Consider the words of Micah, criticism as eloquent as it is furious: "Listen O heads of the House of Jacob… who detest justice and pervert all that is straight. Who build Zion in blood, and Jerusalem in sin. Her leaders judge in bribery, her priests teach for a fee and her prophets divine for money - yet they rely on the Lord saying, 'God is in our midst, no evil shall come upon us!' Therefore, on account of you, Zion will be plowed like a field, Jerusalem will become heaps of rubble and the Temple Mount like heaps in a forest."

It is social injustice, abuse of power and religious hypocrisy which enrage the prophet. So powerful is this position that Harvard political scientist, Michael Walzer, saw it as the model for all future social criticism. Based on this, some argue that combining religion and state co-opts and neuters Judaism, preventing it from critiquing and balancing political power. Paradoxically, then, religion and state should be separated from one another precisely in order to increase the role of religion. From this perspective, the idea of a Jewish State Bill may be as offensive to the Jewish element of Zionism as to the democratic one.

Yet one does not need to go so far to query whether a Jewish State Bill is necessary or desirable for the Jewishness of the state.

The festival of Chanucah provides the best example of the sort of Jewishness that the proponents of the bill argue for. As the contemporary Book of Maccabees describes it, the festival celebrates renewed Jewish independence in the land of Israel through a military campaign. In this war, Jews proud of their distinct national-religious identity triumph over Hellenised, universalist Jews.

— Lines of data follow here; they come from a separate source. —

PR #1079, opened 2023-04-27
Don 704: Separate donation start header and use donation start login from donation start form

bdsl:
I'm nibbling away at the top of `donation-start-primary.component.html` with a plan to leave nothing but the form in there.

### DIFF
--- a/src/app/donation-start/donation-start-container/donation-start-container.component.html
+++ b/src/app/donation-start/donation-start-container/donation-start-container.component.html
@@ -13,8 +13,22 @@
         <h2 class="c-header__to b-grey b-light">For</h2>
         <h1 class="b-rh-2 b-bold">{{ campaign.title }}</h1>
       </div>
+
+      <app-donation-start-login
+        [logout]="this.logout"
+        [personId]="this.personId"
+        [email]="this.loggedInEmailAddress"
+        [personIsLoginReady]="personIsLoginReady"
+        [loadAuthedPersonInfo]="loadAuthedPersonInfo"
+        [creditPenceToUse]="this.donationStartForm && this.donationStartForm.creditPenceToUse || 0"
+        [campaign]="campaign"
+        [canLogin]="this.canLogin">
+      </app-donation-start-login>
+
       <app-donation-start-primary
+        #donation_start_form
       [campaign]="campaign"
+      [personId]="personId"
     />
     </div>
     <div class="b-secondary-column">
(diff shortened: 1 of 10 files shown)


src/app/donation-start/donation-start-container/donation-start-container.component.html
```diff
@@ -7,8 +7,28 @@
...
+        [email]="this.loggedInEmailAddress"
+        [personIsLoginReady]="personIsLoginReady"
+        [loadAuthedPersonInfo]="loadAuthedPersonInfo"
+        [creditPenceToUse]="this.donationStartForm && this.donationStartForm.creditPenceToUse || 0"
+        [campaign]="campaign"
+        [canLogin]="this.canLogin">
+      </app-donation-start-login>
+
       <app-donation-start-primary
+        #donation_start_form
```
bdsl, line 29: not sure if this ID is required for the @ViewChild or if we could select it more simply by the component name.

src/app/donation-start/donation-start-container/donation-start-container.component.ts
```diff
@@ -1,21 +1,65 @@
...
+  }
+
+  loadAuthedPersonInfo = (id: string, jwt: string) => {
+    if (!this.identityService) {
+      // This feels like an anti-pattern, but currently seems to be required. Since the "contained"
+      // login component is passed this public fn and could call it any time, it is not safe to assume
+      // that this page has its normal service dependencies. The current behaviour post-login seems to
+      // be that this is called as a no-op once, but then there's a reload during which it works?
+
+      return;
```
bdsl, line 51: took me far too long to work out why it was always returning here - eventually realised it was because I didn't have it as an arrow function so it wasn't bound to the object. Now fixed.

src/app/donation-start/donation-start-container/donation-start-container.component.html
NoelLH: I'm not an expert but think I've only seen it done this way or with an Angular class that defines the component. I think we'd probably want to look into the performance of looking it up in a DOM-based way.

NoelLH (commented):
Looking good!

bdsl:
> I'm not an expert but think I've only seen it done this way or with an Angular class that defines the component. I think we'd probably want to look into the performance of looking it up in a DOM-based way.

OK, let's leave that as it is.

NoelLH (approved):

PR #1085, opened 2023-05-02
Various domain updates

NoelLH:


src/app/campaign.resolver.ts
```diff
@@ -40,7 +40,7 @@ export class CampaignResolver implements Resolve<any> {
 
     if (campaignSlug && fundSlug && campaignSlug !== "campaign") {
       const query = this.campaignService.buildQuery(this.searchService.selected, 0, campaignId ?? undefined, campaignSlug, fundSlug);
-      const searchResult = this.campaignService.search(query as SearchQuery).subscribe(
+      this.campaignService.search(query as SearchQuery).subscribe(
```
bdsl, line 43: Nice - maybe would be worth enabling the `@typescript-eslint/no-unused-vars` eslint rule to do this more generally. Could just extend "plugin:@typescript-eslint/recommended", but that finds a lot more errors and I'm not sure how to set a baseline.

image

With that recommended setup it finds 191 problems (42 errors, 149 warnings)
28 warnings just for no-unused-vars. But actually I'm not really a fan of warnings, think its better to either have things error or ignored.

bdsl (approved):

src/app/campaign.resolver.ts
bdsl: See https://github.com/thebiggive/donate-frontend/pull/1086

PR #1086, opened 2023-05-02
Ban & remove unused vars

bdsl:


src/app/campaign-list.resolver.ts
```diff
@@ -7,6 +7,7 @@ import { CampaignService } from './campaign.service';
 export class CampaignListResolver implements Resolve<any> {
   constructor(private campaignService: CampaignService) {}
 
+  // eslint-disable-next-line @typescript-eslint/no-unused-vars
```
bdsl, line 10: Generally not removing function params since we may want to force callers to pass them even if we don't use them for now. In PHP you can start the variable or param name with a _ to show its not accidentally unused, but doesn't seem to work here.

PR #1088, opened 2023-05-02
DON-656 – Search + sort fixes

NoelLH:


src/app/explore/explore.component.html
```diff
@@ -15,7 +15,7 @@
       [beneficiaryOptions]="beneficiaryOptions"
       [locationOptions]="locationOptions"
       [fundingOptions]="fundingOptions"
-      [selectedSortByOption]="searchService.getSelectedSortLabel()"
+      [selectedSortByOption]="searchService.selectedSortLabel"
```
bdsl, line 18: I'm confused by this - it looks like the prop is typed as `'Most raised' | 'Match funds remaining' | 'Relevance' | null` but you're now passing a function rather than a string or null - how does that work?
https://github.com/thebiggive/components/blob/7aa4dfad27472c6aa070f6ed90148e7adfd77f26/src/components/biggive-campaign-card-filter-grid/biggive-campaign-card-filter-grid.tsx#L95

bdsl, line 18: The prop type is `'Most raised' | 'Match funds remaining' | 'Relevance' | null` but you're passing a `string` which shouldn't be assignable - looks like we don't have SA working between the template and the prop type, but would be good if we could get them matching up.

bdsl: I've made a PR to your PR: https://github.com/thebiggive/donate-frontend/pull/1089

bdsl (commented):
LGTM other than where I've commented

src/app/explore/explore.component.html
NoelLH: @bdsl Sure. Not had time to test it in context but I've made a `components` change to make the prop non-nullable: https://github.com/thebiggive/components/pull/164

The types of the lib are checked independently and it should be safe to assign the narrower type to the wider one afaik. So I think these could probably be merged in either order / without necessarily waiting for a new `components` version.

bdsl: In theory narrow types can be assigned to wide, not vise versa. So your PR 164 should be a BC break - but I don't think it matters too much while these aren't being checked and yes they can be merged in either order. Really 1089 should be changed to remove the 'null' part from it now.

PR #1089, opened 2023-05-02
DON-656: Match types between search SearchService.selectedSortLabel a…

bdsl:
…nd BiggiveCampaignCardFilterGrid.selectedSortByOption

The previous version seems like it should have been a compile error, but the compiler doesn't seem to check this

### DIFF
--- a/src/app/search.service.ts
+++ b/src/app/search.service.ts
@@ -18,7 +18,7 @@ export class SearchService {
   changed: EventEmitter<boolean>; // Value indicates if an interactive UI change triggered this.
 
   nonDefaultsActive: boolean;
-  selectedSortLabel: string;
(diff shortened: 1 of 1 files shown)


src/app/search.service.ts
```diff
@@ -18,7 +18,7 @@ export class SearchService {
   changed: EventEmitter<boolean>; // Value indicates if an interactive UI change triggered this.
 
   nonDefaultsActive: boolean;
-  selectedSortLabel: string;
+  selectedSortLabel: 'Most raised' | 'Match funds remaining' | 'Relevance' | null;
```
NoelLH, line 21:
```suggestion
  selectedSortLabel: 'Most raised' | 'Match funds remaining' | 'Relevance';
```
Per https://github.com/thebiggive/donate-frontend/pull/1088#discussion_r1182685483

NoelLH (approved):

PR #1090, opened 2023-05-02
DON-744: Extract updateDonationFromForm and sanitiseCurrency function…

bdsl:
…s from Donation Start Form component

### DIFF
--- a/src/app/donation-start/updateDonationFromForm.ts
+++ b/src/app/donation-start/updateDonationFromForm.ts
@@ -1,0 +1,65 @@
+import {StepperSelectionEvent} from "@angular/cdk/stepper";
+import {AnalyticsService} from "../analytics.service";
+import {FormGroup} from "@angular/forms";
+import {DonationService} from "../donation.service";
+import {Donation} from "../donation.model";
+import {Campaign} from "../campaign.model";
+import {sanitiseCurrency} from "./sanitiseCurrency";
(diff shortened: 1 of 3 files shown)


bdsl:
We can safely ignore the  Incomplete string escaping or encoding alert - the code its complaining about is not new or really edited here, just moved. Could unit test that `sanitiseCurrency` and rewrite it in a way that won't generate an alert, but not sure its necassary now.

src/app/donation-start/updateDonationFromForm.ts
```diff
@@ -0,0 +1,65 @@
+import {StepperSelectionEvent} from "@angular/cdk/stepper";
+import {AnalyticsService} from "../analytics.service";
+import {FormGroup} from "@angular/forms";
+import {DonationService} from "../donation.service";
+import {Donation} from "../donation.model";
+import {Campaign} from "../campaign.model";
+import {sanitiseCurrency} from "./sanitiseCurrency";
+
+
+export function updateDonationFromForm
```
bdsl, line 10: There are actually no tests that cover this function - returning void at the first line doesn't make anything fail. So no tests to move out of the component spec file.

dee-jo (approved):
LGTM, compared with the develop branch (in particular the updateDonationFromForm(...)) and the code is equivalent

PR #1092, opened 2023-05-03
DON-774: Move tracking code out of donation start component into new …

bdsl:
…service

I've tested locally just to make sure that Angular does inject the new service (and the existing services are injected into it) and the function can be called.

I think after this it maybe time to call DON-774 done. There's always more splitting we could do, but for now we could probably move on to work on other tasks and just do any more splitting as and when we need to.


dee-jo (approved):
LGTM (pulled branch and compared code statically)

PR #1094, opened 2023-05-03
BG2-2342: Cancel pending donation if logged in user has a different P…

bdsl:
…SP ID

It isn't possible for a logged in user to pay for a donation created for a different user account (which would normally be an anon account), so if someone logs in after starting a donation we cancel their existing donation and let them start again.

### DIFF
--- a/src/app/donation-start/donation-start-container/donation-start-container.component.html
+++ b/src/app/donation-start/donation-start-container/donation-start-container.component.html
@@ -32,7 +32,9 @@
         <span class="b-rt-1 b-bold">{{ reservationExpiryDate | timeLeft }}</span>
       </p>
 
-      <app-donation-start-form *ngIf="campaignOpenOnLoad"
+      <!-- We don't want to let the form's ngInit run before ours completes, or we would have odd behaviour
+           around loading the logged in user - hence conditional on dataLoaded -->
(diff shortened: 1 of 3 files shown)


src/app/donation-start/donation-start-container/donation-start-container.component.html
```diff
@@ -32,10 +32,12 @@ <h1 class="b-rh-2 b-bold">{{ campaign.title }}</h1>
         <span class="b-rt-1 b-bold">{{ reservationExpiryDate | timeLeft }}</span>
       </p>
 
-      <app-donation-start-form *ngIf="campaignOpenOnLoad"
+      <!-- We don't want to let the form's ngInit run before ours completes, or we would have odd behaviour
+           around loading the logged in user - hence conditional on dataLoaded -->
+      <app-donation-start-form *ngIf="dataLoaded && campaignOpenOnLoad"
```
bdsl, line 37: I'm not actually 100% sure if this change is needed - yesterday it seemed like it was needed, in my testing now on my local I wasn't able to keep reproduce the bug just by changing this line back. But I think its worth keeping anyway, easier to see what's going on if the form doesn't load until the onnginit from the container is finished.

dee-jo (approved):
LGTM, tested locally and see no error when navigating back to the campaign page or logging in after starting a donation, donation appears to be cleared as I'm not being offered to resume when I return back to donate

PR #1096, opened 2023-05-04
DON-764: Use separate instances of TimeLeftPipe for opening and closi…

bdsl:
…ng campaign dates

When we share one instance for two purposes the dates can get mixed up


dee-jo (approved):
LGTM

PR #1240, opened 2023-08-15
DON-783: Save donations & campaigns in session storage not local storage, save ID & JWT in cookies

bdsl:
This means the thank you page will now only be viewable in the same tab where the donation was made, and not at all after the tab is closed. While it might be nice to have the thank you page available for longer I think this is OK and avoids storing more info in the browser than we need. Donors should be able to see all the details of their old donations in their emails.

Session storage is scoped to the browser tab and automatically expires when the tab is closed, whereas local storage never expires.

Ideally I would like something that persists for the session only (or for a short time like 1 day) but is available across all tabs. That seems more work to set up, would perhaps require using a cookie and relying on the server side db for the content instead.

### DIFF
--- a/src/app/donation.service.ts
+++ b/src/app/donation.service.ts
@@ -237,7 +237,7 @@ export class DonationService {
   }
 
   /**
-   * This funtion can be deleted 1 day after this version is deployed - when we store only in session storage there is no need
+   * @todo This funtion can be deleted 1 day after this version is deployed - when we store only in session storage there is no need
    * to remove anything.
    */
   removeOldLocalDonations() {
--- a/src/app/donation.service.ts
+++ b/src/app/donation.service.ts
@@ -236,6 +236,10 @@ export class DonationService {
     this.sessionStorage.set(this.storageKey, donationCouplets);
   }
 
+  /**
+   * This funtion can be deleted 1 day after this version is deployed - when we store only in session storage there is no need
+   * to remove anything.
+   */
   removeOldLocalDonations() {
     const donationsOlderThan8Hours: Array<{ donation: Donation, jwt: string }> = this.getDonationCouplets().filter(donationItem => {
       return (!donationItem.donation.createdTime || this.getCreatedTime(donationItem.donation) < (Date.now() - (8 * 60 * 60 * 1_000)));
--- a/src/app/donation.service.ts
+++ b/src/app/donation.service.ts
@@ -232,14 +232,15 @@ export class DonationService {
       1,
     );
 
+    this.storage.set(this.storageKey, donationCouplets);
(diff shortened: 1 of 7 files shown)


src/app/meta-campaign/meta-campaign.component.ts
```diff
@@ -97,7 +96,7 @@ export class MetaCampaignComponent implements AfterViewChecked, OnDestroy, OnIni
     private route: ActivatedRoute,
     public searchService: SearchService,
     private state: TransferState,
-    @Inject(TBG_DONATE_STORAGE) private storage: StorageService,
+    @Inject(SESSION_STORAGE) private storage: StorageService,
```
NoelLH, line 99: I guess the thinking here is just that maintaining previous cards isn't useful after a while, rather than a PII/privacy consent issue?

I can't immediately see a problem with that, but it might be worth renaming the var for consistency with the other services, to avoid confusion should we want to expand what we store here.

NoelLH (commented):
Looks good! Minor things inline, no blockers

src/app/donation.service.ts
```diff
@@ -230,14 +231,20 @@ export class DonationService {
       donationCouplets.findIndex(donationItem => donationItem.donation.donationId === donation.donationId),
       1,
     );
+
     this.storage.set(this.storageKey, donationCouplets);
+    this.sessionStorage.set(this.storageKey, donationCouplets);
   }
 
+  /**
+   * This funtion can be deleted 1 day after this version is deployed - when we store only in session storage there is no need
```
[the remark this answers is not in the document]
bdsl:
```suggestion
   * @todo This funtion can be deleted 1 day after this version is deployed - when we store only in session storage there is no need
```

src/app/meta-campaign/meta-campaign.component.ts
bdsl: Renamed in 263848d9

src/app/donation.service.ts
```diff
@@ -230,14 +231,20 @@ export class DonationService {
...
     );
+
     this.storage.set(this.storageKey, donationCouplets);
+    this.sessionStorage.set(this.storageKey, donationCouplets);
   }
 
+  /**
+   * @todo This funtion can be deleted 1 day after this version is deployed - when we store only in session storage there is no need
+   * to remove anything.
+   */
```
bdsl, line 242:
```suggestion
```

That isn't really true, we should keep deleting stuff indefinitely, since we can't rely on the browser to ever automatically remove what we put in local storage in the past.

NoelLH (commented):
As discussed, cookie addition for more persistence looks good, and the SSR-ready version of the new lib would probably be even better

NoelLH (approved):

PR #1242, opened 2023-08-15
CI installation change WIP

NoelLH:
I started trying to do a bigger refactor of the npm bits, but not that much is actually shared so I'm not sure it's worth it. Pushing and resetting (mentally!)


NoelLH:
Think I'm over this one already! It feels like there should be a way to make the config more concise, but this is probably not it.

PR #1244, opened 2023-08-15
Turn inlining critical styles on

NoelLH:
Making a draft PR, as I did this locally last week and hadn't committed yet. (And conflicts in these areas are unlikely.)

I don't suggest we merge before some local SSR build testing has happened – a sanity check of the bundle sizes at least and preferably a real app load.

### DIFF
--- a/angular.json
+++ b/angular.json
@@ -59,7 +59,7 @@
                 "scripts": true,
                 "styles": {
                   "minify": true,
-                  "inlineCritical": false
+                  "inlineCritical": true
                 },
                 "fonts": true
               },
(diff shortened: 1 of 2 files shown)


NoelLH:
Note too sure why the CI workflow now called `commit` hasn't run on this, given I merged the latest `develop` into this branch.

NoelLH:
I did a quick test of the Angular 17 equivalent today (same thing but the server value is in `renderOptions`).

From very anecdotal evidence it doesn't seem we get a big difference between when it's off:
don-950 perf with inline critical off

and on:
don-950 perf with inline critical on

So in the interest of not changing more than necessary at once I think we should stick with it being off for right now. I will close this PR as it won't quite align with the change needed on Angular 17+ anyway.

We might want to review if and when we identify the cause of incomplete components in SSR mode as that is probably a much bigger source of layout shift which might be preventing benefits from inlining styles.

PR #1245, opened 2023-08-16
DON-783: Properly clear out donations from local storage, removing st…

bdsl:
…orage key instead of saving useless empty array


src/app/donation.service.spec.ts
```diff
@@ -54,9 +54,11 @@ describe('DonationService', () => {
       RouterTestingModule,
     ],
     providers: [
-      // Inject in-memory storage for tests, in place of local storage.
-      { provide: TBG_DONATE_STORAGE, useExisting: InMemoryStorageService },
-      { provide: SESSION_STORAGE, useExisting: InMemoryStorageService },
+      // Inject in-memory storage for tests, in place of local storage and ession storage.
```
dorota-joanna, line 57:
```suggestion
      // Inject in-memory storage for tests, in place of local storage and session storage.
```

src/app/donation.service.ts
```diff
@@ -232,17 +232,14 @@ export class DonationService {
       1,
     );
 
-    this.storage.set(this.storageKey, donationCouplets);
     this.sessionStorage.set(this.storageKey, donationCouplets);
   }
 
+  /**
+   * Removes donations that were set in local storage before we switched ot using session storage.
```
dorota-joanna, line 239:
```suggestion
   * Removes donations that were set in local storage before we switched to using session storage.
```

dorota-joanna (approved):
LGTM!

PR #1246, opened 2023-08-16
Don-868 new stepper gift aid a11y changes

bdsl:
image


NoelLH (approved):
Nice!

(Sorry the `tabindex` change turned out to be the exact opposite of what I suspected! 😅)

PR #1254, opened 2023-08-21
Don 783 cookie consent form

bdsl:
So far the form doesn't do anything useful, so should only be displayed in dev environment - this PR is just for the way we display the form. Subsequent PRs (or additions to this if this isn't merged first) will make the form actually control what cookies we set.

image


src/app/cookiePreference.service.spec.ts
```diff
@@ -0,0 +1,60 @@
...
+      next: value => {
+        expect(value).toBe(true);
+        done();
+      }
+    })
+  })
+
+  it('Should set a cookie to show the user accepts all cookies', done => {
+    // @ts-ignore - we don't need to take all the params, only the ones our SUT will actually pass.
+    mockCookieService.set = (name, value: string, duration: number) => {
```
bdsl, line 45: realised we we also need to set the cookie path and domain so it can be shared across the site and with the wordpress site.

bdsl: Done in [7634540](https://github.com/thebiggive/donate-frontend/pull/1254/commits/7634540caa741778cf883ddaaac4cdef56093a84)

src/app/cookiePreference.service.spec.ts
```diff
@@ -0,0 +1,62 @@
+import {CookiePreferenceService} from "./cookiePreference.service";
+import {CookieService} from "ngx-cookie-service";
+
+describe('CookiePreferenceService', () => {
+
+  const mockCookieService: CookieService = {
+    get: undefined,
+    set: undefined,
+  } as unknown as CookieService;
```
bdsl, line 9: if someone knows a simpler way to do mocking using Jasmine or something I'm happy to change it to that - I couldn't quite see how to to do it and this seems to work.

dorota-joanna (approved):
LGTM!

PR #1255, opened 2023-08-21
DON-579: use new sf api to dysplay dynamic stats

dorota-joanna:
Screenshot from 2023-08-21 18-27-36
Temporarily using SF prod url to display live stats.

### DIFF
--- a/src/app/campaign-stats.model.ts
+++ b/src/app/campaign-stats.model.ts
@@ -9,8 +9,4 @@ export class CampaignStats {
          */
         public totalCampaignCount: number
     ) {}
-
-    formattedTotalRaised = () => ("£" + this.totalRaised.toLocaleString('en-GB'));
-
-    formattedTotalCount = () => this.totalCampaignCount.toLocaleString('en-GB');
   }
--- a/src/app/campaign.service.ts
+++ b/src/app/campaign.service.ts
@@ -181,11 +181,8 @@ export class CampaignService {
     return this.http.get<Campaign>(`${environment.apiUriPrefix}${this.apiPath}/campaigns/slug/${campaignSlug}`);
   }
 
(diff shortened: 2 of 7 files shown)


src/app/campaign-stats.model.ts
```diff
@@ -9,8 +9,4 @@ export class CampaignStats {
          */
         public totalCampaignCount: number
     ) {}
-
-    formattedTotalRaised = () => ("£" + this.totalRaised.toLocaleString('en-GB'));
-
-    formattedTotalCount = () => this.totalCampaignCount.toLocaleString('en-GB');
```
bdsl, line 15: makes sense we can't put functions on here that we want to call because this class isn't actually used at runtime at all, only used in the type checking stage.

src/app/campaign.service.ts
```diff
@@ -182,10 +182,10 @@ export class CampaignService {
   }
 
   getCampaignImpactStats(): Observable<CampaignStats>{
-    // temporarily hardcoded until the endpoint is ready on SF side
-    // TODO: replace with the commented line below
-    return of(new CampaignStats(242_309_804, 15_000));
-    // return this.http.get<CampaignStats>(`${environment.apiUriPrefix}${this.apiPath}/campaigns/stats`)
```
bdsl, line 188: I think before we merge this we should switch to using a route resolver in the component instead of using the observable directly - see e.g. https://www.digitalocean.com/community/tutorials/angular-route-resolvers

bdsl: Also we probably need to fix the staging version of the API in SF + maybe think about what the frontend should do in case of an error in salesforce.

bdsl (commented):
Added comments inline, otherwise all LGTM.

bdsl (approved):

PR #1257, opened 2023-08-22
DON-865: Use SVG arrow instead of text arrow as list style to stop sc…

bdsl:
…reen reader reader it as text

SVG file downloaded from https://iconmonstr.com/arrow-right-lined-svg/ and then modified - has a permissive licence and it's so simple I'm not sure it's copyright anyway.


src/assets/images/arrow-right.svg
bdsl, line 1: Could download an svg from https://fontawesome.com/icons/arrow-right?f=classic&s=regular instead - but I tried and I don't think it looks any better than this one.

NoelLH (approved):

And yet the Chanucah we all know is not that of the Book of Maccabees, but the talmudic version of several hundred years later. In the sages' telling, the Chanucah celebration focuses not on the military victory and consequent national pride but on the miracle of the oil which lasted for eight days instead of one as the Temple was rededicated - a miracle that does not even appear in the Book of Maccabees!

The political message of the tradition is clear: the lasting Jewish significance of Chanucah lay not in military victory and political success, but in the opportunity the event afforded for rededicating Temple and nation to God.

There is a moral here for those of us concerned about the Jewish character of the state. The state in itself is not holy. It is not the goal of Jewish existence but rather the enabler. Its value and significance from a Jewish perspective lies in the framework it provides for the development of a society based on tzedek u'mishpat, righteousness and justice, and which has at its centre the study of Torah and the performance of mitzvot. Whether the Jewishness of the state is enshrined in law is meaningful only in so far as the society reflects these aspirations.

Chanucah gives us the opportunity to question the logic that associates right-wing politics with "Jewish Zionism", and left-wing with "democratic Zionism". Jewishness is simply too broad, rich, and complex to be facilely contrasted to ideas such as democracy and human rights. Zionism and Israel will, God willing, flourish best when their Jewish and democratic elements are envisaged by both left and right as working not in opposition, but in harmony.